= Kipper (medieval tournament) =

In medieval tournaments, a kipper was a person employed by a knight, usually a vassal of the knight such as a slave, serf, or peasant. Kippers might also be fighters of non-knightly status, who therefore did not fight on horseback.

The function of the kipper was to follow his knight in combat and retrieve armour or arms from fallen adversaries. If the adversary was not completely subdued and ready to surrender these, the kipper would bang on the armour-clad opponent with various blunt non-lethal instruments, like heavy sticks or clubs, to knock him unconscious for the purpose of gathering the spoils without further protest.
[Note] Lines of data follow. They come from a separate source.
PR #422, opened 2015-12-16
fix for janus_videoroom_listener leak for janus_videoroom_listener_muxed

mtdxc:
i has find memleaks when i use janus_videoroom_listener_muxed 
it don't free any janus_videoroom_listener , this is the pactch i made for it
can you check if is ok and then merge with master .

### DIFF
--- a/plugins/janus_videoroom.c
+++ b/plugins/janus_videoroom.c
@@ -2158,7 +2158,7 @@ void janus_videoroom_hangup_media(janus_plugin_session *handle) {
 				janus_videoroom_participant *publisher = l->feed;
 				if(publisher != NULL) {
 					janus_mutex_lock(&publisher->listeners_mutex);
-					publisher->listeners = g_slist_remove(publisher->listeners, listener);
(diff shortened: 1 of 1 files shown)


ploxiln:
This forgets to free the GSList nodes. You can just add `g_slist_free(l->listeners)` after you free all the listeners.

(Also the added log line is redundant, I'd remove the original)

lminiero:
Yep, the suggestions made by @ploxiln would definitely improve things.

That said, the muxed listeners part probably needs much more work than just this leak fix, as we never devoted much effort on making it really usable. It will probably become obsolete anyway when we start working on the Unified Plan refactoring early next year, which will make multiple streams supported at the core level itself.

lminiero:
PS: have you signed our [CLA](https://cla.conf.meetecho.com/janus/)? We need this for every contribution by new authors before we can merge.

mtdxc:
yes I have accept the  @ploxiln suggestions and signed CLA. 
please recheck it

lminiero:
Looks fine, thanks :+1:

It was the right of a knight to seize the armour and weapons of a fallen adversary during a tournament. In the early days, tournament fighting was not much different from open warfare, with few rules and none of the pomp and ceremony of the later tournaments. In this chaotic mêlée, kippers were therefore mere foot soldiers of the tournament, and it was not their function or intention to participate in the fighting.

In the later Middle Ages, when tournaments no longer resembled actual warfare and the chivalric code became more popular, kippers were frowned upon. Less warlike and more honorable tournament conduct was encouraged.

The word kipper is cognate with Icelandic kippa ("to pull, snatch"), Danish kippen ("to seize"), and a Middle High German word that means "to beat or kick".